In the past, testing has been an afterthought. These days, as development cycles get shorter and shorter, there has been a push to test earlier in the development process. There are many types of testing out there, but the ones that really held a presence this year were those related to DevOps: continuous, automated, and change-based testing.
In February, Parasoft released a new continuous testing solution for IoT devices. It allows teams to identify and remediate vulnerabilities; verify functionality, performance, security, and compliance; balance testing efforts and code coverage with change-based intelligence; and efficiently support agile and continuous testing processes.

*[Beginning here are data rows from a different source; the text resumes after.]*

PR #293, opened 2019-05-13
Add an `ended` notifier so consumers can respond to this event

benbarnett:
Adds an `ended` notifier that can be used by the consumer.

For example, the app will use this to close the player when audio has finished playing in the minimised state.

### DIFF
--- a/components/x-audio/src/redux/__tests__/player-logic.test.js
+++ b/components/x-audio/src/redux/__tests__/player-logic.test.js
@@ -33,6 +33,24 @@ describe('actions and reducer', () => {
 		expect(updatedState).toMatchSnapshot();
 	});
 
+	test('Ended action sets ended to false', () => {
+		const updatedState = runActions(initialState, actions.play(), actions.ended());
+
+		expect(updatedState).toMatchSnapshot();
+	});
+
+	test('Playing audio after previous has ended resets ended state', () => {
+		const updatedState = runActions(initialState, actions.ended(), actions.play());
+
+		expect(updatedState).toMatchSnapshot();
+	});
+
+	test('Requesting new audio play resets ended state', () => {
+		const updatedState = runActions(initialState, actions.ended(), actions.requestPlay());
+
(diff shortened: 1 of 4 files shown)


benbarnett:
Going to re-work this so it follows the notifier model

components/x-audio/src/redux/__tests__/player-logic.test.js
```diff
@@ -33,6 +33,24 @@ describe('actions and reducer', () => {
 		expect(updatedState).toMatchSnapshot();
 	});
 
+	test('Ended action sets ended to false', () => {
```
fenglish: @benbarnett Sorry for the late review... I know this PR is already merged. This text is incorrect?
'Ended action sets ended to false' => 'Ended action sets ended to **true**'

components/x-audio/src/redux/__tests__/player-logic.test.js
```diff
@@ -33,6 +33,24 @@ describe('actions and reducer', () => {
...
+		const updatedState = runActions(initialState, actions.play(), actions.ended());
+
+		expect(updatedState).toMatchSnapshot();
+	});
+
+	test('Playing audio after previous has ended resets ended state', () => {
```
fenglish: @benbarnett I'm not sure which part this should be done. I'm sorry if this is the wrong place to mention.
We need to reset `currentTime` as well?

benbarnett: I think we're ok for the `currentTime` as that bit is controlled by the audio element itself.... i.e as soon as the audio starts playing again, it will fire a new event, which will take control of the `currentTime`.

I couldn't see any side effects in testing, but this is worth double checking. Thanks.

components/x-audio/src/redux/__tests__/player-logic.test.js
benbarnett: Whoops! Yes you're right, thanks. Fixed in e436af48

PR #295, opened 2019-05-13
Add aria-labels to buttons

debugwand:
* switched `title` for `aria-label` because `aria-label` doesn't have the issues `title` has
* added `aria-label` to the close button


benbarnett:
hey @debugwand do you have any more details on what this means? Just curious!
 
> because aria-label doesn't have the issues title has

benbarnett:
Ah, seems to avoid potential duplication according to this: https://www.deque.com/blog/text-links-practices-screen-readers/

PR #298, opened 2019-05-15
loadMedia action

robsquires:
- Required to configure tracking, so that when new audio is played, tracking can be reconfigured
- Required for storybook (+ likely .com) so that when the page loads the URL can be set BUT the audio won't start playing

### DIFF
--- a/components/x-audio/src/redux/__tests__/player-logic.test.js
+++ b/components/x-audio/src/redux/__tests__/player-logic.test.js
@@ -59,22 +59,16 @@ describe('middleware', () => {
 		return { store, next, invoke, audio };
 	}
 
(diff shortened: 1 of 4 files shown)


components/x-audio/src/redux/__tests__/player-logic.test.js
```diff
@@ -59,22 +59,16 @@ describe('middleware', () => {
 		return { store, next, invoke, audio };
 	}
 
-	test('requestPlay with url sets src and plays', () => {
+	test('loadMedia set the URL and configures tracking', () => {
```
benbarnett: Pedant comment but worth just changing the name of this test in the tracking work?

PR #299, opened 2019-05-15
Get duration by durationchange event

fenglish:


components/x-audio/src/redux/player-logic.js
```diff
@@ -95,6 +102,11 @@ export const middleware = (store, audio = new Audio()) => {
 	audio.addEventListener('loadeddata', () => store.dispatch(actions.loading()));
 	audio.addEventListener('canplay', () => store.dispatch(actions.loaded()));
 
+	audio.addEventListener('durationchange', () => {
+		const duration = Math.floor(audio.duration);
```
benbarnett: Just trying to think if `Math.floor` is the right one here.... 🤔 

So if an audio file is 13.7 seconds long, we would then internally recognise that as 13 seconds. I suppose that technically means you couldn't scrub to the absolute end of the audio. But that's probably not a problem.

What do you think?

fenglish: @benbarnett Yeah, you are right! the `Math.floor` doesn't need there. I'm going to delete it. Thank you!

Tricentis Tosca is a tool that allows for automated and continuous testing. This tool provides businesses with a way to address the increased complexity and pace of modern application development. It was named a Gartner Magic Quadrant for Software Automation leader in 2017. In June, Business Intelligence and Data Warehouse components were added to the tool. This addition provides a full lifecycle approach to those areas of testing, which adds unprecedented data integrity.

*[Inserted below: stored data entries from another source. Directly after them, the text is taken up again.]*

PR #300, opened 2019-05-15
O audio integration

robsquires:
So we maintain the same audio tracking events as the current audio player has, we need to hook up the o-audio library.

This adds a new prop `trackingContext` which looks like:
```
trackingContext: PropTypes.shape({
  contentId: PropTypes.string,
  playerType: PropTypes.string,
  audioSubtype: PropTypes.string
}).isRequired
```

The [Tracking](https://github.com/Financial-Times/o-audio/blob/master/src/js/tracking.js) class within o-audio is being pulled in explicitly.

### DIFF
--- a/components/x-audio/src/redux/index.jsx
+++ b/components/x-audio/src/redux/index.jsx
@@ -16,13 +16,15 @@ export default function connectPlayer (Player) {
 	const playerActions = wrapWithDispatch(store, {
 		onPlayClick: actions.requestPlay,
 		onPauseClick: actions.requestPause,
-		loadMedia: actions.loadMedia
+		loadMedia: actions.loadMedia,
+		willClose: actions.willClose
 	});
 
 	class ConnectedPlayer extends Component {
 		constructor(props) {
 			super(props);
 			this.unsubscribe = store.subscribe(this.storeUpdated.bind(this));
+			this.onCloseClick = this.onCloseClick.bind(this);
 			this.state = initialState;
 		}
 
@@ -37,8 +39,12 @@ export default function connectPlayer (Player) {
 		}
 
 		componentWillUnmount() {
-			playerActions.onPauseClick();
 			this.unsubscribe();
+		}
+
+		onCloseClick() {
+			playerActions.willClose();
+			this.props.onCloseClick();
 		}
 
 		storeUpdated() {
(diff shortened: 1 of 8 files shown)


components/x-audio/src/redux/__tests__/__snapshots__/player-logic.test.js.snap
```diff
@@ -1,6 +1,6 @@
 // Jest Snapshot v1, https://goo.gl/fbAQLP
 
-exports[`actions and reducer Ended action sets ended to false 1`] = `
+exports[`actions and reducer Ended action sets ended to true 1`] = `
```
benbarnett: 🤦‍♂  sorry this was me

components/x-audio/src/redux/index.jsx
```diff
@@ -16,31 +16,32 @@ export default function connectPlayer (Player) {
...
+			playerActions.loadMedia({ url, trackingContext, autoplay: playing });
 		}
 
 		componentWillUnmount() {
-			playerActions.onPauseClick();
 			this.unsubscribe();
 		}
 
+		onCloseClick() {
+			playerActions.willClose();
```
benbarnett: Could this go in `componentWillUnmount` maybe? Then no need to overload `onCloseClick`?

components/x-audio/src/redux/player-logic.js
```diff
@@ -91,7 +96,10 @@ export const middleware = (store, audio = new Audio()) => {
 	audio.addEventListener('waiting', () => store.dispatch(actions.loading()));
 	audio.addEventListener('stalled', () => store.dispatch(actions.loading()));
 	audio.addEventListener('loadstart', () => store.dispatch(actions.loading()));
-	audio.addEventListener('loadedmetadata', () => store.dispatch(actions.loading()));
+	audio.addEventListener('loadedmetadata', () => {
```
benbarnett: Will the tracking be set up in time for autoplays?

i.e. `play()` is run straight away but then presumably `loadedmetadata` could fire after that? Or does it always need metadata before it can play? 

Soz if this makes no sense

robsquires: yeah I had a look at that, `loadedmetadata` is dispatched first. I haven't check what happens if the mp3 has been cached - ie the user _plays_, _closes_ and _plays_ the same . podcast again. Will check now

In April, Sauce Labs added a new plug-in for Microsoft Visual Studio Team Services that automates the build process, removing the potential for human error. With this plug-in, teams can configure tests via VSTS so that they will run whenever there is a pull request or check in.
As delivery cycle times decrease and the technical complexity needed to deliver a positive user experience increases, these forces create a gap. Continuous testing is there to bridge that gap, but as the gap increases, there is a need to go beyond continuous testing by incorporating Artificial Intelligence.

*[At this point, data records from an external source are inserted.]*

PR #303, opened 2019-05-16
X audio error

debugwand:
* add handling for error event that will show a message to users
* allow users to recover from a network failure resulting in an error that reloads the audio and starts it from where they left off
* also reset all the state when load media occurs

### DIFF
--- a/components/x-audio/src/components/index.jsx
+++ b/components/x-audio/src/components/index.jsx
@@ -2,6 +2,7 @@ import { h } from '@financial-times/x-engine';
 import * as PropTypes from 'prop-types';
 import classNameMap from './classnames-helper';
 import Loading from './Loading';
+import ErrorMessage from './ErrorMessage';
 import {
 	Close,
 	PlayPause
@@ -11,6 +12,7 @@ import formatTime from './format-seconds-to-hmmss';
 
 export const Audio = ({
 	loading,
+	error,
 	expanded,
 	playing,
 	onPlayClick,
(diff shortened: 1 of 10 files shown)


components/x-audio/src/components/Loading.jsx
```diff
@@ -6,7 +6,7 @@ export default ({expanded}) => {
 	return (
 		<div role="status" aria-live="polite" className={classNameMap('audio-player__status')}>
 			<div className={`o-loading o-loading--${foregroundColor} o-loading--mini ${classNameMap('audio-player__loader')}`}></div>
-			Loading
+			LOREM
```
benbarnett: Accidental commit?

components/x-audio/src/components/index.jsx
```diff
@@ -32,8 +34,9 @@ export const Audio = ({
 		{expanded && <div className={classNameMap('audio-player__info__image')}><img alt="dummy"/></div>}
 		<div className={classNameMap('audio-player__info__title')}>{title}</div>
 		<div className={classNameMap('audio-player__info__series-name')}>{expanded ? seriesName : `${seriesName}:`}</div>
-		{!expanded && loading ? null : <TimeRemaining currentTime={currentTime} duration={duration} expanded={expanded}/>}
-		{loading && <Loading expanded={expanded} />}
+		{!expanded && loading || error ? null : <TimeRemaining currentTime={currentTime} duration={duration} expanded={expanded}/>}
+		{!error && loading && <Loading expanded={expanded} />}
+		{error && <ErrorMessage />}
```
benbarnett: This makes me wonder if we should split out the minimised and expanded views into separate components, and just pass them all the props. Perhaps something to consider after the release?

components/x-audio/src/redux/player-logic.js
```diff
@@ -77,18 +85,19 @@ export const middleware = (store, audio = new Audio()) => {
...
+	// 	'loadstart',
+	// 	'progress',
+	// 	'canplay',
+	// 	'canplaythrough',
+	// 	'error'
+	// ].forEach(evtName => {
+	// 	audio.addEventListener(evtName, () => {
+	// 		console.log('audio eventy', evtName);
+	// 	});
+	// });
```
benbarnett: Worth just killing this now?

debugwand: might be useful for when we get onto tracking

components/x-audio/src/components/index.jsx
debugwand: would be easier to understand it

PR #282, opened 2019-05-02
Remove extra space after title text

SamiTriki:
After discussing it with @chee 

An extra space is inserted after the title text on teaser titles, it is apparently serving as a workaround to an issue where the labels weren't displayed correctly. 

This is now causing issue with the "external link" icon on promoted content teasers. Where the icon overlaps the text, and this weird behaviour seems to be linked to this extra space.

I ran x-teaser with premium labels and without the space, it doesn't change anything visually, it seems safe to remove this workaround now

PR #304, opened 2019-05-17
reinstate space just for premium label

Thurst-ft:
Reverts the change made in https://github.com/Financial-Times/x-dash/pull/282 with as slight amend so space is only applied when a premium content label is required.

Fixes part of the bug raised here: https://trello.com/c/CkoIA7pZ/889-padding-issue-with-topic-tracker-label

spacing_on_teaser_title

Following a discussion with Lee about amending this in o-tracker it was recommened that the fix was made in x-teaser: https://financialtimes.slack.com/archives/C02FU5ARJ/p1557917172106700

### DIFF
--- a/components/x-teaser/src/Title.jsx
+++ b/components/x-teaser/src/Title.jsx
@@ -16,8 +16,11 @@ export default ({ title, altTitle, headlineTesting, relativeUrl, url, indicators
 				{displayTitle}
 			</Link>
 			{indicators && indicators.accessLevel === 'premium' ? (
-				<span className={premiumClass} aria-label="Premium content">
-					Premium
+				<span>
+					{' '}
+					<span className={premiumClass} aria-label="Premium content">
+						Premium
+					</span>
 				</span>
 			) : null}
 		</div>


i-like-robots:
As I understand it (I could be wrong!) I think the solution to this is to ensure the app is using an up-to-date version of o-teaser which implements the correct margins between components.

https://github.com/Financial-Times/o-teaser/pull/119

notlee:
Hey, I helped look into this yesterday. Looks like those changes apply to tag elements `o-teaser__tag`, `o-teaser__tag-prefix`, and `o-teaser__tag-suffix` (previously o-teaser__duration) but labels are applied independent of tags.

'o-teaser' demos output [promoted content labels](https://www.ft.com/__origami/service/build/v2/demos/o-teaser@3.5.3/promoted-content?brand=master) in a span and rely on the space. We should probably output premium labels as part of `o-teaser` like we do with promoted content labels `o-teaser__promoted-prefix`, but that's a separate issue.

components/x-teaser/src/Title.jsx
```diff
@@ -16,8 +16,11 @@ export default ({ title, altTitle, headlineTesting, relativeUrl, url, indicators
 				{displayTitle}
 			</Link>
 			{indicators && indicators.accessLevel === 'premium' ? (
-				<span className={premiumClass} aria-label="Premium content">
-					Premium
+				<span>
```
i-like-robots: Is the outer span required?

i-like-robots:
Ah, I'm with you, thanks for clarifying @notlee.

components/x-teaser/src/Title.jsx
Thurst-ft: It seems so, throws an error without, which I think is to do with jsx not allowing adjsent elements.

i-like-robots: Ah, boo.

quarterto: you can in React with a `<Fragment>`, but that's not supported in stable Preact, so we can't use it in x-dash yet

Thurst-ft: @i-like-robots happy to take a recommendation on a better way.

i-like-robots: It's fine the way it is, no need to delay!

PR #307, opened 2019-05-21
X audio click tracking

robsquires:
1. Moves triggering of  notifiers from react lifecycle callbacks in `redux/index.jsx` to redux `notifications` middleware
2. Uses notifications middleware to trigger a tracking notifier, which will be hooked up to otracking app side

Couple points:

1. Are people happy with the `notification` terminology?
2. Regards to `isInternal` on the actions and state..I originally called it `isExternal` which I liked because everything is internal...so flagging things that can be both seemed logical. However, the logic in the notifications middleware looked a bit weird so I flipped it. What do you think?

### DIFF
--- a/components/x-audio/src/redux/__tests__/middleware/notifier.test.js
+++ b/components/x-audio/src/redux/__tests__/middleware/notifier.test.js
@@ -45,14 +45,14 @@ describe('Notifier middleware', () => {
 	});
 
 	test('external PLAY action does not trigger play notification', () => {
-		const { invoke, notifier, next } = create({ isPlayInternal: false });
+		const { invoke, notifier, next } = create({ willPlayNotify: false });
 		const action = actions.play();
 		invoke(action);
 		expect(notifier.play).not.toHaveBeenCalled();
 		expect(next).toBeCalledWith(action);
 	});
 	test('external PAUSE action does not trigger pause notification', () => {
-		const { invoke, notifier, next } = create({ isPauseInternal: false });
+		const { invoke, notifier, next } = create({ willPauseNotify: false });
 		const action = actions.pause();
 		invoke(action);
 		expect(notifier.pause).not.toHaveBeenCalled();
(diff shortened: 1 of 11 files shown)


components/x-audio/stories/redux-player.js
```diff
@@ -1,3 +1,4 @@
+/* eslint-disable no-console */
```
quarterto: maybe worth adding https://github.com/storybooks/storybook-addon-console? or is this just for testing

components/x-audio/src/redux/__tests__/middleware/notifier.test.js
```diff
@@ -0,0 +1,119 @@
...
+	});
+
+	describe('tracking', () => {
+		const state = { loading: true };
+
+		[
+			[ actions.requestPlay(), 'play', ['play-click', state ] ],
+			[ actions.requestPause(), 'pause', ['pause-click', state ]],
+			[ actions.willClose(), 'close', ['close-click', state ] ],
+		].forEach(([ action, notifyFn, payload ]) => {
```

Finally, change-based testing allows for a more agile testing process. In change-based testing, you look at which files have changed and what tests have been run on those files. As a result, it is possible to analyze the changes between two builds and determine what tests need to be re-executed.
“Digging deeper we can quickly get insight into where in the code the changes have occurred, how the existing tests correlate to those changes, and where testing resources need to be focused,” wrote Parasoft’s Mark Lambert in a post. “From here, we can create a test plan, addressing failed and incomplete test cases with the highest priority, and using the re-test recommendations to focus scheduling of additional automated runs and prioritizing manual testing efforts.”